Disclaimer: My familiarity with this tune stems from its abundant use in the Hollywood movie "They Died With Their Boots On", in which plenty of liberties were taken with the truth - that little of which we know - concerning the life and exploits of Custer. 

That having been said, the sheet music provided above does not jibe with the music as played therein, nor in other examples I have found. To wit: _there are no minor chords, whatsoever_, not that my untrained ears can detect, at any rate. I would suggest substituting G for the Em and Am and you'll be alright.

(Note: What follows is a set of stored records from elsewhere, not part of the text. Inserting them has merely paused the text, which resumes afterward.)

PR #183, opened 2018-08-22
fix remaining depwarns - actually drop 0.6

SimonDanisch:


SimonDanisch:
The failure seems to be the usual isapprox failure with too little wiggle room for osx

PR #185, opened 2018-08-30
fix show method for Signal

piever:
Otherwise `show` would throw on a `Signal` with value `nothing`.


SimonDanisch:
should we use repr here?

piever:
Not sure:

```julia
julia> s = "test";

julia> repr(s)
"\"test\""

julia> s == repr(s)
false
```

With `repr` we'd show all strings with the `'\"'` character.

PR #11922, opened 2021-08-25
Set up minimum Jest threshold for "ui" and "shared" folders

dan437:
## Explanation
Up until now we have been using minimum Jest threshold only for the Swaps feature and a little bit of the Send feature.

This PR enforces minimum Jest test coverage for all JavaScript files in the "ui" and "shared" folders, which means that most PRs will need to include unit tests in order to be green. Right now the minimum threshold is pretty low (around 40%), so it should be pretty simple to add enough unit tests to reach it.

This PR is a simple change, which will have high impact on quality, because the more unit tests we have, the less bugs we will have in production, refactoring will be less stressful and can happen more often because of that and we will have more confidence in our production pushes.

I understand that people will need to get used to it, but it's necessary in order to increase our standards.

## Manual testing steps
  - Send a PR with new business logic without any unit tests
  - PR will not be green until you meet the minimum Jest threshold

## Screenshots
Not enough coverage (`yarn test:coverage:jest`):
image

Enough coverage (`yarn test:coverage:jest`):
image

### DIFF
--- a/jest.config.js
+++ b/jest.config.js
@@ -1,17 +1,14 @@
 module.exports = {
   restoreMocks: true,
   coverageDirectory: 'jest-coverage/',
-  collectCoverageFrom: [
-    '<rootDir>/ui/**/swaps/**',
-    '<rootDir>/ui/ducks/send/**',
-  ],
+  collectCoverageFrom: ['<rootDir>/ui/**/*.js', '<rootDir>/shared/**/*.js'],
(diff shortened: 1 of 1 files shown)


brad-decker (approved):
also strongly in favor.

darkwing (approved):

brad-decker:
@dan437 we spoke about this in the extension standup, and are all in agreement to merge. Letting you do the honors ❤️

PR #11936, opened 2021-08-25
Use higher gasfees when attempting to speedup or cancel a transaction

### LINKED ISSUE #11928: Not broadcasting replacement tx unless priority fee is identical
During speed up or cancel, metamask will not broadcast the TX (either increase in gas, cancellation, or replacement) if the Max Priority Fee is not exactly the same as the original TX

Should be a quick fix, but prevents sending txs, so is urgent.

adonesky1:
Possibly Fixes: #11928

Explanation:  When a user wants to speed up or cancel a transaction the fees we should pre-populate the gas popover form with should be the higher of the following two options: the original fee + 10% or the current medium suggested fees (for current market conditions) from our gas estimation api.

Manual testing steps:  
  - Initialize a send transaction with very low maxFee and maxPriorityFee 
  - Attempt to speed up or cancel the transaction
  - The newly suggested fees should be greater than a 10% increase on the originals (unless gas fee prices have precipitously dropped since you sent the transaction)

### DIFF
--- a/ui/hooks/useCancelTransaction.test.js
+++ b/ui/hooks/useCancelTransaction.test.js
@@ -6,6 +6,14 @@ import { getConversionRate, getSelectedAccount } from '../selectors';
 import { increaseLastGasPrice } from '../helpers/utils/confirm-tx.util';
 import { useCancelTransaction } from './useCancelTransaction';
 
+jest.mock('../store/actions', () => ({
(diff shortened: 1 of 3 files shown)


danfinlay (approved):
Looks right to me.

danjm (approved):
Nice work!

PR #11949, opened 2021-08-27
Allow run-ganache script to have additional command line options

bentobox19:
So you can do for example

```
./run-ganache.sh --db /tmp/lololol
```

And be able to persist your development blockchain across runs.


bentobox19:
Disregard. In the end one has to get used to the `GANACHE_ARGS` env var.

PR #11972, opened 2021-08-30
Using a normal bundle instead of a factored bundle for phishing-detect (build-sys)

### LINKED ISSUE #11971: "Continue at your own risk" button does not work
Dear manager,

Metamask protection appears when opening some sites. I was taking the risk. I can't access the site even though I took this risk for a week. What should I do. I am waiting for your help, please

Metamask

ryanml:
Fixes: https://github.com/MetaMask/metamask-extension/issues/11971 - since this was previously a factored build, `phishing.html` was not referencing the correct bundled js file: https://github.com/MetaMask/metamask-extension/blob/develop/app/phishing.html#L8 - this should be fine as a normal bundle

### DIFF
--- a/development/sourcemap-validator.js
+++ b/development/sourcemap-validator.js
@@ -24,7 +24,7 @@ async function start() {
     `common-0.js`,
     `background-0.js`,
     `ui-0.js`,
-    'phishing-detect-0.js',
+    'phishing-detect.js',
     // `contentscript.js`, skipped because the validator is erroneously sampling the inlined `inpage.js` script
     `inpage.js`,
   ];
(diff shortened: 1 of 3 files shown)


kumavis (dismissed):

kumavis:
> Error: SourcemapValidator - failed to load source file for "phishing-detect-0.js"
sourcemap validator needs to be updated

ryanml:
@kumavis - validator updated 👍

rekmarks (dismissed):
LGTM!

development/sourcemap-validator.js
```diff
@@ -24,7 +24,6 @@ async function start() {
     `common-0.js`,
     `background-0.js`,
     `ui-0.js`,
-    'phishing-detect-0.js',
```
rekmarks, line 27: I approved, but we don't want this in here?

rekmarks: By our build system lingo, it's no longer a "factored build", so no, we don't.

kumavis:
we should still validate it

kumavis (approved):

PR #11975, opened 2021-08-31
@metamask/controllers@15.0.0

rekmarks:
Adds the latest version of `@metamask/controllers`, and updates our usage of the `ApprovalController`, which has been migrated to `BaseControllerV2`. Of [the new `controllers` release](https://github.com/MetaMask/controllers/releases/tag/v15.0.0), only the `ApprovalController` migration should be breaking.

This is the first time we use events on the `ControllerMessenger` to update the badge, so I turned the messenger into a property on the main `MetaMaskController` in order to subscribe to events on it in `background.js`. I confirmed that the badge does indeed update during local QA.

As it turns out, [MetaMask/controllers#571](https://github.com/MetaMask/controllers/pull/571) was breaking for a single unit test case, which is now handled during setup and teardown for the related test suite (`metamask-controller.test.js`).

### DIFF
--- a/app/scripts/background.js
+++ b/app/scripts/background.js
@@ -435,9 +435,13 @@ function setupController(initState, initLangCode) {
     METAMASK_CONTROLLER_EVENTS.UPDATE_BADGE,
     updateBadge,
   );
-  controller.approvalController.subscribe(updateBadge);
   controller.appStateController.on(
     METAMASK_CONTROLLER_EVENTS.UPDATE_BADGE,
+    updateBadge,
+  );
+
+  controller.controllerMessenger.subscribe(
+    METAMASK_CONTROLLER_EVENTS.APPROVAL_STATE_CHANGE,
     updateBadge,
   );
 
--- a/app/scripts/metamask-controller.test.js
+++ b/app/scripts/metamask-controller.test.js
@@ -109,6 +109,7 @@ describe('MetaMaskController', function () {
   const noop = () => undefined;
 
   before(async function () {
+    globalThis.AbortController = window.AbortController;
     await ganacheServer.start();
   });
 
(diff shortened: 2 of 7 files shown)


app/scripts/metamask-controller.test.js
```diff
@@ -109,6 +109,7 @@ describe('MetaMaskController', function () {
   const noop = () => undefined;
 
   before(async function () {
+    globalThis.AbortController = window.AbortController;
```
rekmarks, line 112: As an aside, that I had to do this has me wondering when we'll fully migrate to `jest`.

app/scripts/background.js
```diff
@@ -435,12 +435,16 @@ function setupController(initState, initLangCode) {
...
-  controller.approvalController.subscribe(updateBadge);
   controller.appStateController.on(
     METAMASK_CONTROLLER_EVENTS.UPDATE_BADGE,
     updateBadge,
   );
 
+  controller.controllerMessenger.subscribe(
+    METAMASK_CONTROLLER_EVENTS.APPROVAL_STATE_CHANGE,
+    updateBadge,
+  );
```
shanejonas, line 446: somewhat related nit: we never clean up any of these listeners in this file. 

this main controller only gets used once in the lifecycle so we dont need to, but just wanted to point it out

rekmarks: I'm pretty confident that we do have event-related leaks, so it's great to keep an eye out for it!

adonesky1 (approved):
LGTM!

Gudahtt (approved):
LGTM! Most of the breaking changes in this release don't have any impact it seems. Just the ApprovalController really.

shanejonas (approved):

PR #11982, opened 2021-08-31
Sort contacts alphabetically

### LINKED ISSUE #10318: Contacts are not sorted properly.
**Describe the bug**
Contacts are sorted in partial alphabetical order.

1. Add contacts with names starting with various letters, and some starting with the same letter.
2. Notice that each first letter is put into its own section.
3. Notice that when two names start with the same first letter, they are not sorted by the second letter.

**Expected behavior**
Names are sorted consistently.

**Screenshots**
image

 - OS: Windows
 - Hardware Wallet: N/A
 - Browser: Firefox 84.0.2
 - MetaMask Version: 8.1.11

mcmire:
Contacts are grouped together by letter, and the groups are listed
alphabetically, but the contacts in each group are not sorted
alphabetically themselves.

Fixes #10318.

---

### Before

Screen Shot 2021-09-01 at 9 40 01 AM

### After

Screen Shot 2021-08-31 at 5 00 49 PM


ui/components/app/contact-list/contact-list.component.js
```diff
@@ -50,34 +51,36 @@ export default class ContactList extends PureComponent {
...
-          items={groupItems}
-          onSelect={this.props.selectRecipient}
-          selectedAddress={this.props.selectedAddress}
-        />
-      ));
+    const sortedContactGroups = letters.map((letter) => {
+      return [
+        letter,
+        sortBy(unsortedContactsByLetter[letter], (contact) => {
+          return contact.name.toLowerCase();
```
mcmire, line 70: Note that each contact is sorted case-insensitively. Personally I find this less confusing as when I look through I list that I know is sorted, I don't think about case. But I'm happy to change this if we think otherwise.

mcmire (commented):
I tried writing an E2E test for this, but for some reason the app was misbehaving when the add contact form was opened, filled in, and then saved (the new contact was not appearing). If we feel like this is something we want to continue on to ensure proper test coverage, I may need to grab someone to help me with this.

ui/components/app/contact-list/contact-list.test.js
```diff
@@ -0,0 +1,60 @@
...
+
+      const wrapper = shallowWithContext(
+        <ContactList
+          searchForContacts={searchForContacts}
+          selectRecipient={selectRecipient}
+          selectedAddress={selectedAddress}
+        />,
+      );
+
+      expect(wrapper).toMatchElement(
```
mcmire, line 32: I opted to use `jest-enzyme`, which provides this matcher, but happy to use something else if we prefer another way.

mcmire: Okay, I think I know why we don't use this library. It seems to have a dependency on an old version of `jest-environment-jsdom` which is majorly screwing up tests. So, I think this isn't a great idea.

test/jest/matchers.js
```diff
@@ -0,0 +1,38 @@
+import { shallow, mount } from 'enzyme';
```
mcmire, line 1: The code in this file is copied from `enzyme-matchers` (https://github.com/enzymejs/enzyme-matchers/blob/master/packages/enzyme-matchers/src/assertions/toMatchElement.js and https://github.com/enzymejs/enzyme-matchers/blob/master/packages/enzyme-matchers/src/utils/isShallowWrapper.js). The reason I copied it is because `jest-enyzme` [relies on an old version of jsdom](https://github.com/enzymejs/enzyme-matchers/issues/351) and including it would break a bunch of tests. Based on the [inactivity of this repo](https://github.com/enzymejs/enzyme-matchers/issues/353) it doesn't seem like this issue will be addressed any time soon. 

In terms of why I chose to add this matcher, I looked through some existing test files and it seems like in most cases we merely check that a component contains other components. This did not work for my case as I needed to check the contents of the ContactList component (albeit shallowly) and thus confirm the sort order of children elements. Happy to change the test below to accommodate another style, however.

ui/components/app/contact-list/contact-list.test.js
mcmire: Okay, I opted to copy this matcher from Enzyme (see comment above for reasoning).

.eslintrc.js
```diff
@@ -129,7 +129,12 @@ module.exports = {
       },
     },
     {
-      files: ['ui/**/*.test.js', 'ui/__mocks__/*.js', 'shared/**/*.test.js'],
+      files: [
+        'ui/**/*.test.js',
+        'ui/__mocks__/*.js',
+        'shared/**/*.test.js',
+        'test/jest/*.js',
```
adonesky1, line 136: ❤️

ui/components/app/contact-list/contact-list.test.js
adonesky1: Great work here! I'm generally in favor of using something like react-test-library more for UI testing but I'm honestly not sure if it can do the check for element ordering in the DOM that we're looking for here... 🤔

.eslintrc.js
adonesky1: Though, per this [conversation](https://github.com/MetaMask/controllers/pull/579#discussion_r700590783) I had yesterday with @rekmarks this probably merits some conversations in the [eslint config repo](https://github.com/MetaMask/eslint-config)

ui/components/app/contact-list/contact-list.component.js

The notation for the melody seems fine.

The third video gives you the fingering on the mandola. It's in G, which means his fingering looks as though it is in D. You will have to adjust accordingly. It is good and slow, though, so it should be a big help.

----------


## Eddie Sheehy

I'm from Garryowen, in Limerick.  The name refers to the Garrai Eoin - The Garden's of John - it's the area behind St. John's Cathedral.  I've never seen or heard the words before.  I thought it was penned by John Philip Sousa...  The only versions of it I have heard played all stem from the movies about Custer...  Though I have heard it is also a Regimental tune of one of the "Irish" units in the British Army (The Irish Fusiliers perhaps).

----------


## zoukboy

Eddie: I had no idea you were from Garryowen. 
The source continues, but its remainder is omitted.